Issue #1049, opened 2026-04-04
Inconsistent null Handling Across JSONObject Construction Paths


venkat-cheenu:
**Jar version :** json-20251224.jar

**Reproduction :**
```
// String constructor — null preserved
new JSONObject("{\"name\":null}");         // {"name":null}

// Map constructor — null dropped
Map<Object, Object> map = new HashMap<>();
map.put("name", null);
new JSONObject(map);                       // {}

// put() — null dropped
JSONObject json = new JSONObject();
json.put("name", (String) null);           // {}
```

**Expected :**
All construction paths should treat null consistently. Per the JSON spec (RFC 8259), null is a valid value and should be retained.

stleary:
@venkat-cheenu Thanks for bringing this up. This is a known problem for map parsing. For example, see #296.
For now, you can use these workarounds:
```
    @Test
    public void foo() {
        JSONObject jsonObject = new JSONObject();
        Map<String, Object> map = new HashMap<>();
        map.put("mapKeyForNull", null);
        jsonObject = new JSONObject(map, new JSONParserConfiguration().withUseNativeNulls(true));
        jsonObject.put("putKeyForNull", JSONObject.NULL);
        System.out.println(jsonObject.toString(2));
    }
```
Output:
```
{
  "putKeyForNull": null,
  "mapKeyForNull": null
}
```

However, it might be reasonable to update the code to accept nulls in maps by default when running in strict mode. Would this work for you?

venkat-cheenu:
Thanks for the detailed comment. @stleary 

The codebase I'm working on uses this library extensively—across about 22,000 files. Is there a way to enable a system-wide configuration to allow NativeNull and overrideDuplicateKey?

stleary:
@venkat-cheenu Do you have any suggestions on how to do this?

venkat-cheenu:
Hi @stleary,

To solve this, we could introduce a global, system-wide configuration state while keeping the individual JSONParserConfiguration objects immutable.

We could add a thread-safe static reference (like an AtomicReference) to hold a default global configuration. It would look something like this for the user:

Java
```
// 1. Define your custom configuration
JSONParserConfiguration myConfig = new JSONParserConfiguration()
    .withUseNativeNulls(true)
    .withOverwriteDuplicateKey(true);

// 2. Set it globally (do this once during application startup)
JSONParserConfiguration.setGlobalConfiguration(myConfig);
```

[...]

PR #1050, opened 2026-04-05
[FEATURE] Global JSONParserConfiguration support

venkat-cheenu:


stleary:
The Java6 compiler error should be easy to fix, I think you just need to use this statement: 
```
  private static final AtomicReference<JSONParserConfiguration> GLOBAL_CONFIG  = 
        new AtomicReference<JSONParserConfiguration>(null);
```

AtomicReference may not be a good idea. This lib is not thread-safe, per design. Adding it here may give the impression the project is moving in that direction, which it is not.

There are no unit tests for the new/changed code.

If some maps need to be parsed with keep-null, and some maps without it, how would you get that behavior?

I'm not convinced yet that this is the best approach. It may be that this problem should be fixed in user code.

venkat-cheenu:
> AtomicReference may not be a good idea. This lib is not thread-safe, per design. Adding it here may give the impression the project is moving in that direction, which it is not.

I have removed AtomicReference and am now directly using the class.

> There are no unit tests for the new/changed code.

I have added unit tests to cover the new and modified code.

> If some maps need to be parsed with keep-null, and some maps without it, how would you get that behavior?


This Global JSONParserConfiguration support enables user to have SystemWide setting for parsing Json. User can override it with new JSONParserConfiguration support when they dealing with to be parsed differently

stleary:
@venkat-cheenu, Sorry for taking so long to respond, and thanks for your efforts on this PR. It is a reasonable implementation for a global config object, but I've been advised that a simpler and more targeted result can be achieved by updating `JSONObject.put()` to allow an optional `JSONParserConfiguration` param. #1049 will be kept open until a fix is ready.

★ ★ ★ ★ ★ ★ ★

What to produce =>
With every line kept whole, write out the records again exactly.

Answer section =>
Issue #1049, opened 2026-04-04
Inconsistent null Handling Across JSONObject Construction Paths


venkat-cheenu:
**Jar version :** json-20251224.jar

**Reproduction :**
```
// String constructor — null preserved
new JSONObject("{\"name\":null}");         // {"name":null}

// Map constructor — null dropped
Map<Object, Object> map = new HashMap<>();
map.put("name", null);
new JSONObject(map);                       // {}

// put() — null dropped
JSONObject json = new JSONObject();
json.put("name", (String) null);           // {}
```

**Expected :**
All construction paths should treat null consistently. Per the JSON spec (RFC 8259), null is a valid value and should be retained.

stleary:
@venkat-cheenu Thanks for bringing this up. This is a known problem for map parsing. For example, see #296.
For now, you can use these workarounds:
```
    @Test
    public void foo() {
        JSONObject jsonObject = new JSONObject();
        Map<String, Object> map = new HashMap<>();
        map.put("mapKeyForNull", null);
        jsonObject = new JSONObject(map, new JSONParserConfiguration().withUseNativeNulls(true));
        jsonObject.put("putKeyForNull", JSONObject.NULL);
        System.out.println(jsonObject.toString(2));
    }
```
Output:
```
{
  "putKeyForNull": null,
  "mapKeyForNull": null
}
```

However, it might be reasonable to update the code to accept nulls in maps by default when running in strict mode. Would this work for you?

venkat-cheenu:
Thanks for the detailed comment. @stleary 

The codebase I'm working on uses this library extensively—across about 22,000 files. Is there a way to enable a system-wide configuration to allow NativeNull and overrideDuplicateKey?

stleary:
@venkat-cheenu Do you have any suggestions on how to do this?

venkat-cheenu:
Hi @stleary,

To solve this, we could introduce a global, system-wide configuration state while keeping the individual JSONParserConfiguration objects immutable.

We could add a thread-safe static reference (like an AtomicReference) to hold a default global configuration. It would look something like this for the user:

Java
```
// 1. Define your custom configuration
JSONParserConfiguration myConfig = new JSONParserConfiguration()
    .withUseNativeNulls(true)
    .withOverwriteDuplicateKey(true);

// 2. Set it globally (do this once during application startup)
JSONParserConfiguration.setGlobalConfiguration(myConfig);
```

[...]

PR #1050, opened 2026-04-05
[FEATURE] Global JSONParserConfiguration support

venkat-cheenu:


stleary:
The Java6 compiler error should be easy to fix, I think you just need to use this statement: 
```
  private static final AtomicReference<JSONParserConfiguration> GLOBAL_CONFIG  = 
        new AtomicReference<JSONParserConfiguration>(null);
```

AtomicReference may not be a good idea. This lib is not thread-safe, per design. Adding it here may give the impression the project is moving in that direction, which it is not.

There are no unit tests for the new/changed code.

If some maps need to be parsed with keep-null, and some maps without it, how would you get that behavior?

I'm not convinced yet that this is the best approach. It may be that this problem should be fixed in user code.

venkat-cheenu:
> AtomicReference may not be a good idea. This lib is not thread-safe, per design. Adding it here may give the impression the project is moving in that direction, which it is not.

I have removed AtomicReference and am now directly using the class.

> There are no unit tests for the new/changed code.

I have added unit tests to cover the new and modified code.

> If some maps need to be parsed with keep-null, and some maps without it, how would you get that behavior?


This Global JSONParserConfiguration support enables user to have SystemWide setting for parsing Json. User can override it with new JSONParserConfiguration support when they dealing with to be parsed differently

stleary:
@venkat-cheenu, Sorry for taking so long to respond, and thanks for your efforts on this PR. It is a reasonable implementation for a global config object, but I've been advised that a simpler and more targeted result can be achieved by updating `JSONObject.put()` to allow an optional `JSONParserConfiguration` param. #1049 will be kept open until a fix is ready.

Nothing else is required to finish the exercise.